Le descrizioni dei piatti sul sito auntdai.com, con la loro premurosa confidenzialità e il loro stile colloquiale, strappano il sorriso. A proposito della zuppa Suan La Tang si legge “Speziata e saporita, senza carne, da bere piano per evitare il singhiozzo”; mentre sui Singapore noodles “Sanno di curry, non aspettarti che siano così saporiti, ma è una scelta sicura e ti farà felice”. Altrove Feigang sembra quasi giustificarsi umilmente, ricorrendo alla prima persona: “Ci sono tanti piatti cinesi che sono deliziosi, ma volendo essere onesti, è un dilemma per il ristoratore resistere all’impulso di metterli tutti in carta. Quando il menu è gigantesco, diventa difficile garantire la qualità. Devo combattere l’idea di fornire una maggiore scelta in nome della massima qualità possibile”. Può trattarsi anche di prevenire altre critiche, relative alla scarsità di ingredienti pregiati: “I clienti mi dicono che ci sono pochi germogli di bambù in questo piatto e sono d’accordo. Ma non sapete quanto costano questi germogli. Penso che servano solo per il profumo e per il nome del piatto”.
Oppure di facilitare il lavoro dei camerieri, per esempio spiegando che certe ricette vengono servite in versione vegetariana, affinché questi non siano costantemente assillati dalle delucidazioni. Ma c’è anche un piatto, Satay sauce beef, di cui candidamente ammette: “I clienti dicono sia molto buono, ma non ho ancora avuto l’opportunità di provarlo. Sembra che io debba trascorrere più tempo mangiando nel mio ristorante”. Fino a sconsigliare addirittura la scelta del manzo all’arancia: “Rispetto al nostro pollo General Tao, non è COSÌ buono. In ogni caso non sono un grande fan della cucina cinese nordamericana ed è la tua scelta”.
Nella descrizione dei piatti, oltre alle indispensabili informazioni di base sull’ingredientistica, compaiono notazioni e sensazioni captate da clienti comuni, non particolarmente ferrati, che accomodano l’ospite su una poltrona più alta.
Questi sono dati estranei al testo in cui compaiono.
PR #7056, opened 2024-04-24
dcp: use std::unique_ptr to automatically close file descriptor

sgotti:
Use std::unique_ptr to automatically close file descriptor instead of manually closing it at every return point.


Floessie:
@sgotti Perfect! :+1: Thanks a lot!

Issue #7055, opened 2024-04-24
History is getting spammed when Color Appearance & Lighting module is enabled Build 5.10-190 on dev branch.


kaesa:
**Short description**
When the Color Appearance & Lighting module is enabled and you modify any values in any modules, the history is getting spammed with CAL-VC-Tint and CAL-VC-Temperature values, which have not changed from the previous. Also, you need to double click snapshots to get them selected, as on the first click, the focus moves to the History.

**Steps to reproduce**
1. Enable Color Appearance & Lighting module from the Advanced tab.
2. Modify sliders anywhere or switch between snapshots.
3. History is filling up with lines of CAL-VC-Tint and CAL-VC-Temperature values, which have not changed from their previous values.

**Expected behavior**
History should stay cleaner to remain useful. One click on a snapshot should be enough to get it selected(for deleting).

**Additional information**
<details><summary>Details</summary>
<p>

Version: 5.10-190-gc72e67ae2
Branch: dev
Commit: c72e67ae2
Commit date: 2024-04-20
Compiler: cc 13.2.1
Processor: x86_64
System: Linux
Bit depth: 64 bits
Gtkmm: V3.24.8
Lensfun: V0.3.4.0
Build type: Release
Build flags:  -std=c++11 -ffp-contract=off  -Werror=unused-label -Werror=delete-incomplete -fno-math-errno -Wno-attributes -Wall -Wuninitialized -Wcast-qual -Wno-deprecated-declarations -Wno-unused-result -Wunused-macros -fopenmp -Werror=unknown-pragmas -O3 -DNDEBUG -ftree-vectorize
Link flags:   
OpenMP support: ON
MMAP support: ON
Build OS: Linux 5.15.154-1-MANJARO x86_64
Build date: Sat, 20 Apr 2024 15:59:44 +0000 UTC
Build epoch: 1713628784
Build UUID: a15bc86b-fbda-444d-bb2d-64476313b219

</p>
</details>

Desmis:
@kaesa 

This is a (very) complex event management problem...This concerns the "automatic" management of the 2 sliders "Temp" and "Tint" in "Viewing conditions". And that makes several “issues” on this subject directly or indirectly, since many years.
[...]

PR #7058, opened 2024-04-25
Ciecam - Change management viewing temperature and tint #7055

Desmis:
See issue #7055

### DIFF
--- a/rtengine/improccoordinator.cc
+++ b/rtengine/improccoordinator.cc
@@ -2308,8 +2308,8 @@ void ImProcCoordinator::updatePreviewImage(int todo, bool panningRelatedChange)
                     tempsym = params->colorappearance.tempout;
                     greensym = params->colorappearance.greenout;
                 }
-                if (params->colorappearance.enabled) {
-                    acListener->wbCamChanged(tempsym, greensym);    //real temp and tint.
+                if (params->colorappearance.enabled  && acListener) {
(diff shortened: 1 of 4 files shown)


kaesa:
Would this kind of comparison in the ColorAppearance::wbCamChanged function be considered unreliable or otherwise undesirable? This didn't spam the history values in my quick test and ticking the checkbox both moved the slider and changed the applied value. It also seemed to fix the issue with Automatic Symmetric mode, where the applied value was forced, but moving the slider printed wrong values to the history.

```c++
[this, temp, tin, autotemp]() -> bool
        {
            if (temp != tempout->getValue()) {
                disableListener();
                tempout->setValue(temp);
                enableListener();
                listener->panelChanged (EvCATtempout, tempout->getTextValue());
            }
            if (tin != greenout->getValue()) {
                disableListener();
                greenout->setValue(tin);
                enableListener();
                listener->panelChanged (EvCATgreenout, greenout->getTextValue());
            }
            /*
            disableListener();
            tempout->setValue(temp);
            greenout->setValue(tin);
            enableListener();

            if(!autotemp) {
                listener->panelChanged (EvCATgreenout, "");//greenout->getTextValue());
                listener->panelChanged (EvCATtempout, "");//tempout->getTextValue());
            }*/

            return false;
        }
```

Desmis:
@kaesa 

it works, it's another way - a little simpler - to achieve the result. I'm going to change it.
But, for the record, this "wbCamChanged" function, I have already disabled/enabled it several times.

In any case, thank you for this positive contribution.

Jacques

PR #7076, opened 2024-05-16
dcraw/camconst: add Sony ILCE-6700

### LINKED ISSUE #7075: Sony ILCE-6700 has invalid pixels on the right border
Currently, ARW files from Sony ILCE-6700 map to 6264x4160 image, which has rightmost 26 pixels without any meaningful data. The effect is visible on [this converted photo](https://flic.kr/p/2pPoKVe) (Flickr link), as well as on compressed raw sample from raw.pixls.us when processed by RawTherapee 5.10.

The following camconst.json fragment fixed it for me:

```json
    { // Quality C
        "make_model": "Sony ILCE-6700",
        "raw_crop": [ 20, 12, 6200, 4136 ] // columns after 6238 are b0rked; this crops the rest so that resulting image is 6192x4128, i.e. the same as camera JPEG
    },
```

sgotti:
* Add dcraw adobe_coeffs entry for Sony ILCE-6700
* Add camconst raw crop for Sony ILCE-6700

## Notes

* The raw crop is the same as the one provided by the raw converted to dng with ADC. (looks like the same done with previous models like ILCE-6500).

* Rawspeed uses a -28 on right that will lead to 6244 (6272 - 28) instead of 6240.

Fixes #7075


Lawrence37:
The comments at the top of camconst.json don't give specific guidelines for choosing the raw crop, but I think the RawTherapee philosophy of extracting the most out of images makes the Rawspeed crop the better option. It does seem to provide the largest usable crop. I'm not sure why the other camconst crops are more aggressive.

sgotti:
@Lawrence37 Given your comment https://github.com/Beep6581/RawTherapee/pull/7020#discussion_r1605945667 : 
> We should consider copying the new Libraw constants for all cameras into dcraw.cc.

In such case where a camconst entry is required to fix the raw_crop:
* should I also add an entry to dcraw.cc adobe_coeffs?
* should the camconst only contain the raw_crop entries without the dcraw_matrix since already provided by adobe_coeffs?

Lawrence37:
I would only add to `dcraw.cc` if dcraw or LibRaw has it. `camconst.json` entries should only be added if they make a difference, so yes to leaving out the matrix since it's already in the decoder.

sgotti:
> I would only add to `dcraw.cc` if dcraw or LibRaw has it. `camconst.json` entries should only be added if they make a difference, so yes to leaving out the matrix since it's already in the decoder.

@Lawrence37 Done. ~~The unique doubt is about using raw_crop `[ 0, 0, 6240, 4168 ]` (adc) vs `[ 0, 0, 6244, 4168 ]` (rawspeed). The latter provides more data and looks good also setting a demosaicer without border.~~ (sorry lost you first comment https://github.com/Beep6581/RawTherapee/pull/7076#issuecomment-2119106171)

Lawrence37 (approved):

PR #7079, opened 2024-05-19
Selective editing - adds the feather slider for each Graduated Filter

Desmis:
In the current version, the "feather" slider was common to all GFs (at least 8). This slider was in "Settings".

In the same approach as "Preview deltaE" this slider is now in each GF within its tool.

This also allows it to be available in "Global" mode.
99% it's only GUI


Lawrence37:
Code-wise, it looks good. I noticed the feather value does not carry over from old pp3s. They just get set to the default value of 25.

PR #7080, opened 2024-05-19
Fix linking with jpeg-turbo

### LINKED ISSUE #7074: Build fails with libjpeg-turbo 3.0.3: Undefined symbols for architecture x86_64: "_jpeg_std_message_table"
Looks that `libjpeg-turgo` changed API in 3.0.3, and this code now does not work:
https://github.com/Beep6581/RawTherapee/blob/5a25619bd50d42059abe9818420f639b6d10e3bf/rtengine/jdatasrc.cc#L251-L262

Windows build has this issue years ago: https://github.com/Beep6581/RawTherapee/issues/4713
Now identical linking failure on macOS: https://build.macports.org/builders/ports-14_x86_64-builder/builds/39199/steps/install-port/logs/stdio

This compiles though:
```
const char * const jpeg_std_message_table[] = {
#include "jerror.h"
  NULL
};
```
(Functionality not tested.)

Benitoite:
Fixes https://github.com/Beep6581/RawTherapee/issues/7074
This patch via Termux PR
https://github.com/termux-user-repository/tur/pull/1027

### DIFF
--- a/rtengine/jdatasrc.cc
+++ b/rtengine/jdatasrc.cc
@@ -247,20 +247,6 @@ my_error_exit (j_common_ptr cinfo)
 #endif
 }
 
-
-#ifdef _WIN32
-#define JVERSION	"6b  27-Mar-1998"
-#define JCOPYRIGHT_SHORT	"(C) 1998, Thomas G. Lane"
-#define JMESSAGE(code,string)	string ,
-
-const char * const jpeg_std_message_table[] = {
-#include "jerror.h"
-  NULL
-};
-#else
-extern const char * const jpeg_std_message_table[];
-#endif
-
 /*
  * Actual output of an error or trace message.
  * Applications may override this method to send JPEG messages somewhere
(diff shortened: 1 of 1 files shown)


rtengine/jdatasrc.cc
```diff
@@ -409,24 +395,14 @@ reset_error_mgr (j_common_ptr cinfo)
...
 my_jpeg_std_error (struct jpeg_error_mgr * err)
 {
+    err = jpeg_std_error(err);
 
+    /* override these functions */
     err->error_exit = my_error_exit;
     err->emit_message = emit_message;
     err->output_message = output_message;
     err->format_message = format_message;
     err->reset_error_mgr = reset_error_mgr;
```
Lawrence37: It seems to me `my_error_exit` is the only customized function. The other ones are exact copies of the ones in libjpeg-turbo and are already added to the `err` struct by `jpeg_std_error()`. Thus, the only thing this function (`my_jpeg_std_error`) needs to do is call `jpeg_std_error()` then override the `error_exit` function. The copied functions can be removed from this file.

```suggestion
    err = jpeg_std_error(err);

    /* override these functions */
    err->error_exit = my_error_exit;
```

Lawrence37:
Thank you @Benitoite.

PR #7092, opened 2024-06-02
Windows installer: Open images in existing RawTherapee window

### LINKED ISSUE #5738: Windows: gdbus.exe required to get -R option working
see https://discuss.pixls.us/t/how-do-i-switch-from-edit-window-to-browser-window/1723/33 for reference.

The -R option never worked satifactorily on windows. As I don't use this feature, I never worried until the thread above.

Can a dev explain what is the use of this exe and where it is called in RT and validate this addition?

@aferrero2707 when validated, can you add gdbus.exe to your windows builds?
Are there other builders providing official windows stable and nightly build?
I will update rawpedia/windows accordingly.

What about Linux and Mac?

Lawrence37:
Closes #5738.


Lawrence37:
Merging this to test the creation of the installer.

PR #7096, opened 2024-06-10
Enable extensions that are missing from config

xiota:
This PR adds and enables supported file extensions that are missing from config.  Feature is described in https://github.com/Beep6581/RawTherapee/pull/6367#issuecomment-2132712754

> One more possible improvement. Users who are upgrading will not see jxl images because their settings carry over. It would be good to automatically add the jxl extension to the list of file types to load if the version in the options file shows 5.10 or older. (@Lawrence37)

Notes:
* This PR changes default state of ori and png to enabled.  See [#6367 (comment)](https://github.com/Beep6581/RawTherapee/pull/6367#issuecomment-950320058).
* Known extensions are prevented from being removed from list.  Otherwise they would be added back in enabled state.  Disable by unchecking.
* Potential side effect I haven't checked for: List may be reordered during checks.

### DIFF
--- a/rtgui/preferences.cc
+++ b/rtgui/preferences.cc
@@ -1552,9 +1552,9 @@ Gtk::Widget* Preferences::getFileBrowserPanel()
 
     frmnu->add (*menuGrid);
 
-
     Gtk::Frame* fre = Gtk::manage(new Gtk::Frame(M("PREFERENCES_PARSEDEXT")));
     Gtk::Box* vbre = Gtk::manage(new Gtk::Box(Gtk::ORIENTATION_VERTICAL));
+
     Gtk::Box* hb0 = Gtk::manage(new Gtk::Box());
     Gtk::Label* elab = Gtk::manage (new Gtk::Label (M("PREFERENCES_PARSEDEXTADD") + ":", Gtk::ALIGN_START));
     hb0->pack_start(*elab, Gtk::PACK_SHRINK, 4);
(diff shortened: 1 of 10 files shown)


xiota:
Notes:
* I made a typo in `options.win`.  Will fix along with other improvement suggestions.
* ori and png are currently disabled by default.  This PR enables them by default.  Existing disabled configs are not altered.  Comment about enabling png at https://github.com/Beep6581/RawTherapee/pull/6367#issuecomment-950320058
* Current behavior is removing extension from list disables it.  After PR, known extensions will be added back in enabled state.  To disable requires unchecking.
    * Potential solution is to prevent removing known extensions from list.  I need a pointer to location of GUI in code.

xiota:
Force push to clean up commits.

Lawrence37:
Disabling the delete button when a "hard-coded" extension is selected would improve the user experience. The tooltip can explain why certain extensions cannot be removed from the list.

xiota:
@Lawrence37  Made some changes, somewhat based on your suggestion.  Left tooltip text alone because I don't know how it should be reworded.  The disabled/enabled buttons look the same on my computer with the default themes.  They are distinguishable with the TooWa themes.

* Disable addExt button when extension entry box is empty or matches existing extension
* Disable delExt button when selected extension is a known type
* Moved add-extension panel to top of frame to make accessible without scrolling
* Prepend new extensions to reduce need to scroll
    * I would like to insert at selected position, but don't know how.

Lawrence37:
Whatever the reason for the small difference for the disabled button's look, it is unique to these buttons. Other ones (favorites tab for example) have a clear distinction between the enabled and disabled states.

xiota:
Anymore changes needed for this?  I would like to rebase #7097 after this is merged.

I'm leaving tooltip rewording for someone else to do in another PR.

rtgui/preferences.cc
```diff
@@ -2668,25 +2675,69 @@ void Preferences::workflowUpdate()
...
+            delOkay = false;
+            break;
+        }
+    }
+    delExt->set_sensitive(delOkay);
+}
+
+void Preferences::extensionChanged()
 {
+    if (extension->get_text()[0] == '\0') {
```
Lawrence37: `!extension->get_text_length()` or `extension->get_text().empty()`

Lawrence37:
You can change `PREFERENCES_PARSEDEXTDELHINT` to `Delete selected extension from the list. Predefined extensions cannot be deleted.`. Deferring this change to another PR makes it likely that this will never be updated.

Issue #6773, opened 2023-06-16
JXL support


jurandfantom:
Hi there, I saw that similar request were made 3 times, but because topic ale lock im forced to make new one instead add my 3cents up there.

Apple recently announced their support for that format ( https://blog.desdelinux.net/apple-ya-admite-el-formato-jpeg-xl-en-safari-y-ademas-presento-un-port-de-wine/ ) with make more and more people to talk about it. Of course major player (Adobe) is still not supporting JXL, but I would suggest to place JXL support as at least low level feature (compare to not being considered at all). 
Darktable is supporting that format (8, 10, 12, 16 and 32 bit) so its possible to push it indeed. 

Other thing is, this is chance to at last push superior format into masses - all because of work from small but multiple communities that make people aware and willing to ask bigger players "hey why your product don't support that ? " List of softwares that would need implement support is long, but everything starts from processed RAW picture :)

Thank you for your work - happy to see open source projects Like RT, DarkT, Blender doing such great job in terms of promoting community driven solutions.

Lawrence37:
#6273 is still open.

kmilos:
> (Adobe) is still not supporting JXL

They do, in some way: https://helpx.adobe.com/camera-raw/using/hdr-output.html

PR #7097, opened 2024-06-11
Add ability to export JXL images

### LINKED ISSUE #6273: JPEG XL (*.jxl) file format support

xiota:
Closes #6273.  Related #6367, #6773.

Main problem is color management.  When saving with output profile other than sRGB (eg, P3):
* Thumbnails of the resulting images look wrong, but image is correct after import.
* Images look wrong when opened in other viewers or editors, like GIMP.

Potential improvements to add or leave for another PR...
* Force import/export profile to sRGB.  Is this possible?  How? **Need help.**
* Add Exif.  Need metadata as a binary blob to add as box.  Don't know how.  **Need help.**
    * Exiv2 doesn't support writing BMFF metadata.
* Update CLI for JXL conversion.  Currently seems to assume `-j*` options are for `jpeg`.

Following seem okay:
* Building with and without libjxl 0.10.2, and with `WITH_JXL=no`.
* Building with libjxl 0.7.x (via dispatch-only Ubuntu 24.04 workflow)
* Exporting with different quality settings.
* Batch processing.


rtengine/dcp.cc
```diff
@@ -1178,7 +1178,7 @@ DCPProfile::DCPProfile(const Glib::ustring& filename) :
     // Color Matrix (one is always there)
     if (!md.find(TAG_KEY_COLOR_MATRIX_1)) {
         if (settings->verbose) {
-            std::cerr << "DCP '" << filename.c_str() << "' is missing 'ColorMatrix1'. Skipped." << std::endl;
```
Floessie: @Lawrence37 Wasn't this a fix for something, lately?

rtengine/imageio.cc
```diff
@@ -1025,44 +1039,46 @@ int ImageIO::saveJXL(const Glib::ustring &fname, float quality) const
...
+    } else
+#endif
     if (JxlEncoderSetColorEncoding(enc.get(), &color_encoding) != JXL_ENC_SUCCESS) {
-        std::cerr << "Error: JxlEncoderSetColorEncoding failed" << std::endl;
-        return IMIO_CANNOTWRITEFILE;
+        std::cerr << "Warning: JxlEncoderSetColorEncoding failed" << std::endl;
     }
 
-    std::vector<std::uint8_t> imagebuffer(4 * 3 * width * height);
+    std::vector<std::uint8_t> imagebuffer((std::size_t) 3 * width * height * sizeof(float));
```
Floessie: No C-style casts, please.

Also, if this computation appears more than once, better create a new constant, like:

```c++
const std::size_t required_raw_line_size = sizeof(float) * 3 * width;
```

A `static_cast<std::size_t>` is not needed here, because the `sizeof` operator returns a `std::size_t` (C++11, §5.3.3 ¶6).

rtengine/dcp.cc
xiota: I had changed printf to cerr in jxl import, but didnt change any instances elsewhere. Changing them in this file now because missing newlines made output unreadable.  Should I open a separate PR to change all printf to cout/cerr ?

rtengine/imageio.cc
xiota: ~~CodeQL check fails without casts.  (See the new failure which includes `size_of()`)~~ Nevermind, will try reordering components.

rtengine/dcp.cc
Floessie: It's not the `printf()` conversion, that bothers me, but you killed the `.c_str()`...

rtengine/imageio.cc
Floessie: Yeah, but at the end.

rtengine/dcp.cc
xiota: Why do you need `.c_str()` with the stream operators?

Floessie: See 71f452aa1272eec0aa943ae579c6b5417fc204a6.

@Lawrence37 It would be better to add a comment to such odd changes, so they don't creep in again through well-intentioned "fixes".

rtengine/imageio.cc
Floessie: As I understand it, `3 * width` might already overflow `int`, so `int * int * size_t` doesn't help.  `size_t * int * int` -> `size_t * int` -> `size_t` on the other hand should solve the problem.

xiota:
Force push to rebase on `dev`, including #7104, #7096

Lawrence37:
Do you think the output profile issue is a problem with RawTherapee or GIMP? If it's a RawTherapee issue, then I think it should be addressed in this pull request unless the jxl specification says images without color profile information should be assumed to be in sRGB.

kmilos:
JPEG XL is very weird when it comes to color management (it takes on tasks it shouldn't IMHO) - if you do lossy compression, data is stored internally in float and "XYB" color space. The decoder can then decode it straight to any color space on the other end (sRGB usually), unless the "original" target profile is requested by the decoder (which had to be stored at encoding time of course, either as ICC or JPEG XL color space enum), and that is out of the control of the encoding app (which is the weird part, at least for me). For lossless compression, one can/should keep the "original" color profile throughout of course.

xiota:
The best solution at this time, for cross-application and cross-version libjxl, would probably be to force sRGB when exporting jxl, but I do not know how.  If images are intended only for use with RawTherapee with a single version of libjxl, the current state of this PR is very close to working as expected.

When exporting and importing across different versions of libjxl (0.7.x, 0.10.x), images may not display correctly.  A workaround for both RawTherapee and GIMP is to assign the correct profile after opening.

Cross-version problems may be related to 0.10.x converting ICC profiles to internal representation when saving, and not delivering an ICC profile when images use internal representation (color space enum).  So an image viewer, for instance, will display the image incorrectly because libjxl doesn't give it an ICC profile.

kmilos:
Why would you ever want to force sRGB?! It's a narrow gamut.

On export, you just need to supply libjxl w/ the profile of the data you're feeding it (ICC or enum).

> So an image viewer, for instance, will display the image incorrectly because libjxl doesn't give it an ICC profile.

No, it is because it didn't _ask_ for one from lbjxl upon decoding. That's why it's weird, it's not implicit.

xiota:
> Why would you ever want to force sRGB?! It's a narrow gamut.

For cross app compatibility.  Nothing I currently have installed works with non-sRGB jxl, except `djxl`.  jxl seems to use color completely differently from every other image format.

> On export, you just need to supply libjxl w/ the profile of the data you're feeding it (ICC or enum).

I'm feeding it ICC.  The images are coming out with enum set.

> No, it is because it didn't _ask_ for one from lbjxl upon decoding. That's why it's weird, it's not implicit.

What do I need to change to ask for one?  Right now, I'm expecting the decoder to tell me whether one is available.

https://github.com/Beep6581/RawTherapee/blob/13a07a58e2426791e5ea2cd6441ddd124731546d/rtengine/imageio.cc#L899-L936

kmilos:
Yes, that's the way. But in recent libjxl versions (can't remember when this behaviour was added exactly), that doesn't only mean an ICC profile was actually embedded at encoding - it just means the decoder can _generate_ and supply one on the fly, which it should do in most cases, as most internally stored enum combos are known:

https://github.com/libjxl/libjxl/blob/4a3b22d2600f92d8706fb72d85d52bfee2acbd54/lib/include/jxl/decode.h#L768-L791

xiota:
Using libjxl 0.10.x, sRGB and P3 JXLs exported with this PR seem to use JXL enums, no embedded ICC.  They are displayed correctly in RawTherapee with this PR (made adjustment to import), darktable, and GIMP 2.99/3.x.  The P3 JXL did not display correctly in GIMP 2.10.   Probably problem with the plugin or limitations of GIMP 2.10 libraries.  Workaround is to assign the correct profile after import.

Compiles with libjxl 0.7.x.  Can export and import images.  Issues mainly with non-sRGB profiles.  Not doing further testing because fixing 0.7.x seems to break 0.10.x, and vice versa.

Fixing thumbnail display could be left for another PR, but may be hopeless, especially with old libjxl.

To add metadata, Exif blobs are needed.  If someone tells me how to get them, I can add to this PR.  Otherwise, could leave for another PR.  Exiv2 does not support writing to JXL.

Updating CLI options, I could look at next, or leave for another PR.

0fbcb238c0:
> Compiles with libjxl 0.7.x. Can export and import images. Issues mainly with non-sRGB profiles. Not doing further testing because fixing 0.7.x seems to break 0.10.x, and vice versa.

0.11.x is expected in the near future according to https://github.com/libjxl/libjxl/issues/3700#issuecomment-2217476773.
Maybe that will work better?

xiota:
> 0.11.x is expected in the near future...  Maybe that will work better?

I tested RawTherapee built with libjxl 0.10.3, but run with libjxl-git 0.10.3.r227.g5ddb303a.  No difference in previously observed behavior.  Images open correctly with this PR, darktable, and GIMP 2.99/3.x.  I did not rebuild the applications because of how time consuming it would be, but don't think it matters.

If libjxl 11.x is released before this PR is ready for merge, should workflows be updated as part of this PR or in a separate PR? 

Wasn't paying close attention earlier, but darktable thumbnails are correct.  So it may be worth looking at for inspiration.

Somewhat related, had idea to use libjpegli to expand bit depth of imported jpegs. #7125

Lawrence37:
For adding EXIF, maybe [ExifParser::encode()](https://exiv2.org/doc/classExiv2_1_1ExifParser.html#a18fe7d067cddab8eb216125560c8459e) can help.

jonnyawsom3:
Thought I'd check in on this. If I'm reading it right, the main issues are color management for thumbnails and EXIF writing?

Lawrence37:
@xiota I saw your comment about needing pointers to solve the remaining issues. I suggested looking at `ExifParser::encode()` for metadata because that's what I saw in darktable.

Here's where they use exiv2 to write the metadata to bytes:
https://github.com/darktable-org/darktable/blob/f9951793d390f33599c0315615dd34d10d7774df/src/common/exif.cc#L2857

And here's where the bytes are attached to the JXL using libjxl:
https://github.com/darktable-org/darktable/blob/f9951793d390f33599c0315615dd34d10d7774df/src/imageio/format/jxl.c#L323

weaved-ja:
Is there any chance to see this completed some time soon? It would be great to be able to export JXL images for much smaller files and better image quality.

xiota:
Maybe AI assistance would help me figure out the remaining pieces.

kaesa:
@xiota I created new branch based on current dev, cherry picked your commits, execpt the Ubuntu workflow. I don't know anything about workflows. Added the metadata. I copied the technique from posted darktable links. I also added quite a few settings-verbose guards for printing, which of course also need a careful check.

https://github.com/kaesa/RawTherapee/tree/libjxl

You can rebase and cherry pick from me or what do you want to do?
Also, I didn't notice any problems opening the saved images with gimp or darktable even before the metadata was added.

xiota:
Thanks.  In the past there was something I didn't understand or had problems with.  I'll take a look, rebase, and cherry-pick if it works.

Alternately, I could rebase this PR, check it still works, request merge as-is... then @kaesa could open a new PR to fill the gaps, depending on your preference.

kaesa:
I pushed new commit. Unfortunately, implementing wasn't as easy as I yesterday thought. I hope it now saves all the metadata correctly. It seems to work well on my testing but unfortunately with my lack of complete understanding, I still have to say I'm hoping.

I did the initial work on Fedora 43 yesterday and today continued with Linux Mint 22. The libjxl differs on these systems and the images seem to open correctly with GIMP and darktable on both systems.

PR #7098, opened 2024-06-12
adobe_coeff constants from LibRaw

Lawrence37:
I pulled new constants from the LibRaw public snapshot 202403.

Wherever the camera naming seems to deviate from dcraw (Olympus cameras, for example), I used sample images to verify the correct name. Many Hasselblad cameras have very different names, so I did not verify them and left the constants commented out. 

LibRaw also has a different way of specifying the black level. For those that are not zero, I disabled `camconst.json` and opened sample images to see if the black level is reasonable. Panasonic cameras with a LibRaw black level of -15 become 15 in dcraw. Some had to be set to zero. A few Sony cameras with a LibRaw black level of 800 needed to be changed to 200 for dcraw.

The Leica M (Typ 262) and Leica TL color matrices are different now. The LibRaw constants for those cameras cover other cameras too (such as the M (Typ 240) and T (Typ 701)). I'm not sure what to make of this.

There are also other constants which have differences between dcraw and LibRaw. I will review those and determine if those need to be updated to align with LibRaw.


Lawrence37:
I'm going to trust the dcraw constants. I restored the color matrices for the Leica M (Type 262) and TL cameras. The difference between the dcraw and LibRaw matrices are small, and I don't want to make unnecessary changes.

Lawrence37:
I will merge this soon if there are no objections.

Vedi Hei Jiao, manzo al pepe nero, di cui si legge: “Non fatevi ingannare dal nome, questa non è autentica cucina cinese. È una storia vera, un cliente è diventato matto perché non è così cinese, dal momento che aveva visitato Sichuan in precedenza”. Tanto che il riferimento geografico è stato cancellato dal menu, “eppure il piatto resta delizioso secondo molti clienti”. Lo stile non cambia nel blog del ristoratore, che compie una sincera autocritica a proposito di sfortunati tentativi di ampliamento, imputandone l’insuccesso all’avidità e al desiderio di guadagno immediato, a scapito della qualità.